Testing inverter voltage THD is not normally done with a changing load. First load to test with while designing an inverter is with a resistive load, then the load can be changed to something different which has to sink as well as source. The THD and P.F. is normally tested with a decent power meter and as far as I have seen only includes up to around the 40th or 50th harmonics or so.
It looks to me that they may be trying to emulate a PV array by requiring the 10 Ohm source resistance. 450 VDC is approximately the max power point voltage of an array applied to a 600VDC maximum V inverter system (80% of Voc)
They obviously want SiC and GaN semiconductors to be part of this which makes sense by seeing the company names listed.
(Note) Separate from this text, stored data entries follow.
PR #1199, opened 2022-10-12
IGNITE-17486 Fix barriers for Gradle verifications on CI

Pochatkin:
Changes required for CI Gradle verification:
* Fix scripts.
* Update .NET tests to run nodes with Gradle instead of Maven (via PlatformTestNodeRunner class).

https://issues.apache.org/jira/browse/IGNITE-17714
https://issues.apache.org/jira/browse/IGNITE-17486

### DIFF
--- a/modules/platforms/dotnet/Apache.Ignite.Tests/JavaServer.cs
+++ b/modules/platforms/dotnet/Apache.Ignite.Tests/JavaServer.cs
@@ -33,7 +33,9 @@ namespace Apache.Ignite.Tests
     {
         private const int DefaultClientPort = 10942;
 
-        private const int ConnectTimeoutSeconds = 20;
+        private const int ConnectTimeoutSeconds = 120;
+
+        private const string GradleCommandExec = ":ignite-runner:runnerPlatformTest";
 
         /** Maven command to execute the main class. */
         private const string MavenCommandExec = "exec:java@platform-test-node-runner";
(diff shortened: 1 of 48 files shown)


modules/platforms/dotnet/Apache.Ignite.Tests/JavaServer.cs
```diff
@@ -33,17 +33,25 @@ public sealed class JavaServer : IDisposable
     {
         private const int DefaultClientPort = 10942;
 
-        private const int ConnectTimeoutSeconds = 20;
+        private const int ConnectTimeoutSeconds = 120;
```
ptupitsyn, line 36: Is it necessary to increase the timeout so drastically? Does Gradle introduce some kind of a delay?

modules/platforms/dotnet/Apache.Ignite.Tests/JavaServer.cs
```diff
@@ -33,17 +33,25 @@ public sealed class JavaServer : IDisposable
...
+
+        private const string GradleCommandExec = ":ignite-runner:runnerPlatformTest";
```
ptupitsyn, line 38: Please remove unused Maven-related code below.

ptupitsyn (changes requested):

modules/platforms/dotnet/Apache.Ignite.Tests/JavaServer.cs
Pochatkin: Unlit we implement shared build cache for Gradle in CI some steps can produce additional build steps and this can increase start time. So, this is temporary change, until we do some devops magic.

ptupitsyn: Actually, `EnsureBuild` method was added for this reason. Any building, cache warmup, etc should go there. It is not covered by the timeout and can take as long as needed.

However, node startup itself should have a reasonable timeout, because we want to detect issues with cluster connections.

So it would be great to reduce the timeout to the original value and do all the required heavy lifting in `EnsureBuild`.

PR #1202, opened 2022-10-13
IGNITE-17896 Add storage error group.

alievmirza:
https://issues.apache.org/jira/browse/IGNITE-17896


modules/core/src/main/java/org/apache/ignite/lang/ErrorGroups.java
```diff
@@ -301,4 +301,13 @@ public static class Replicator {
         /** The error happens when the replica is not the current primary replica. */
         public static final int REPLICA_MISS_ERR = REPLICATOR_ERR_GROUP.registerErrorCode(6);
     }
+
+    /** Storage error group. */
+    public static class Storage {
+        /** Replicator error group. */
```
sanpwc, line 307: /** Storage error group. */

sanpwc (approved):

PR #1203, opened 2022-10-13
IGNITE-17849 Remove filter from partition fullscan

rpuch:
https://issues.apache.org/jira/browse/IGNITE-17849

### DIFF
--- a/modules/storage-api/src/main/java/org/apache/ignite/internal/storage/MvPartitionStorage.java
+++ b/modules/storage-api/src/main/java/org/apache/ignite/internal/storage/MvPartitionStorage.java
@@ -175,7 +175,7 @@ public interface MvPartitionStorage extends AutoCloseable {
      * @param timestamp Timestamp. Can't be {@code null}.
      * @return Cursor.
      * @throws TxIdMismatchException If there's another pending update associated with different transaction id.
-     * @throws StorageException      If failed to read data from the storage.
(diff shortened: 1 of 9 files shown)


modules/storage-api/src/main/java/org/apache/ignite/internal/storage/MvPartitionStorage.java
```diff
@@ -173,13 +172,12 @@ public interface MvPartitionStorage extends AutoCloseable {
     /**
      * Scans the partition and returns a cursor of values at the given timestamp.
      *
-     * @param keyFilter Key filter. Binary rows passed to the filter may or may not have a value, filter should only check keys.
      * @param timestamp Timestamp. Can't be {@code null}.
      * @return Cursor.
      * @throws TxIdMismatchException If there's another pending update associated with different transaction id.
-     * @throws StorageException If failed to read data from the storage.
+     * @throws StorageException      If failed to read data from the storage.
```
ibessonov, line 178: As far as I know, we usually don't do these paddings in javadocs.

ibessonov (approved):
Nice!

modules/storage-api/src/main/java/org/apache/ignite/internal/storage/MvPartitionStorage.java
rpuch: Removed the spaces

PR #1205, opened 2022-10-13
IGNITE-17748 Enrich InternalTable.scan API in order to support index scans.

AMashenkov:


modules/table/src/main/java/org/apache/ignite/internal/table/distributed/replicator/PartitionReplicaListener.java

I can only say good luck on this challenge.
boB K7IQ
To get the last 1% or 2%, the inverter must adaptively matched to the characteristic of the load, to minimize losses.
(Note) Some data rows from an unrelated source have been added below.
PR #1212, opened 2022-10-14
IGNITE-16226 .NET: Add KeyValueBinaryView

ptupitsyn:
Added `IKeyValueView<IIgniteTuple, IIgniteTuple> KeyValueBinaryView` to `ITable`.

KV view is just a different representation of the `RecordView`, where every record is split into two parts.
To reuse `RecordView` code, we wrap key and value into `KvPair` at the API entry point, and unwrap back only at the serializer level.

https://issues.apache.org/jira/browse/IGNITE-16226


modules/platforms/dotnet/Apache.Ignite/Table/IKeyValueView.cs
```diff
@@ -0,0 +1,203 @@
...
+    /// <summary>
+    /// Puts multiple key-value pairs.
+    /// </summary>
+    /// <param name="transaction">The transaction or <c>null</c> to auto commit.</param>
+    /// <param name="pairs">Pairs.</param>
+    /// <returns>A <see cref="Task{TResult}"/> representing the asynchronous operation.</returns>
+    Task PutAllAsync(ITransaction? transaction, IEnumerable<KeyValuePair<TK, TV>> pairs);
+
+    /// <summary>
+    /// Gets a value associated with the given key.
```
isapego, line 86: Not just gets I believe

isapego (approved):
Only minor comment regarding documentation

modules/platforms/dotnet/Apache.Ignite/Table/IKeyValueView.cs
ptupitsyn: Good catch, fixed.

PR #1217, opened 2022-10-17
IGNITE-17806 Removed tx state on tx coordinator.

sergeyuttsel:


modules/transactions/src/test/java/org/apache/ignite/internal/tx/storage/state/TxStateStorageAbstractTest.java
```diff
@@ -111,7 +111,7 @@ public void testCas() throws Exception {
 
             UUID txId = UUID.randomUUID();
 
-            TxMeta txMeta0 = new TxMeta(TxState.PENDING, new ArrayList<>(), generateTimestamp(txId));
+            TxMeta txMeta0 = new TxMeta(null, new ArrayList<>(), generateTimestamp(txId));
```
sanpwc, line 114: There's no sense in TxMeta(null). TxMeta either null itself or has not null state internally. So that, such TxMeta(null ... steps should be removed.

modules/transactions/src/main/java/org/apache/ignite/internal/tx/impl/TxManagerImpl.java
```diff
@@ -111,9 +109,7 @@ public boolean changeState(UUID txId, TxState before, TxState after) {
     @Override
     public CompletableFuture<Lock> writeLock(UUID lockId, ByteBuffer keyData, UUID txId) {
```
sanpwc, line 110: It's out of the scope of you ticket, however let's just remove writeLock and readLock methods from TxManager. They are deprecated and never used.

modules/transactions/src/main/java/org/apache/ignite/internal/tx/TxState.java
```diff
@@ -21,7 +21,6 @@
  * Transaction state.
  */
 public enum TxState {
-    PENDING,
```
vldpyatkov, line 24: If we are getting rid of pending state, I think, we should to modify TxManagerImpl#changeState method in order of it doesn't check the state null before CAS. The null is the certain state here, it has to check as others.

modules/runner/src/integrationTest/java/org/apache/ignite/internal/sql/api/ItSqlAsynchronousApiTest.java
```diff
@@ -330,7 +329,7 @@ public void checkTransactionsWithDml() throws Exception {
 
         var states = (Map<UUID, TxState>) IgniteTestUtils.getFieldValue(txManagerInternal, TxManagerImpl.class, "states");
 
-        states.forEach((k, v) -> assertNotSame(v, TxState.PENDING));
+        assertEquals(txManagerInternal.finished(), states.size());
```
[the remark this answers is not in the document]
sanpwc: Make sense.

modules/transactions/src/test/java/org/apache/ignite/internal/tx/storage/state/TxStateStorageAbstractTest.java
sergeyuttsel: fixed

modules/transactions/src/main/java/org/apache/ignite/internal/tx/TxState.java
sergeyuttsel: fixed

sanpwc (approved):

Valid or not, we have to play by their rules. A typical household appliance, the fridge, turns on and off. I am sure it will be included in the test, perhaps with a blender running as well.
On Wed, 23 Jul 2014 22:15:27 -0700 in sci.electronics.design, Jeff Liebermann wrote,
A sphere would be the *smallest* surface area. They specify a rectangular box. And the largest surface area is something thin and flat.
Great question ! And some nice heat-time calculations.
If this ~IS~ supposed to be an inverter operated strictly by PV input at 450V, the sun-hours available won't even be at 9 hours before the insolation (irradiance) reduces and power source availablility drops so that helps there, although even grid tie inverters are measured as if they are continuous duty or until the temperature stops rising.
boB K7IQ
More than that. They want something like a tablet or closed laptop. Perhaps something that can be shipped with priority mail.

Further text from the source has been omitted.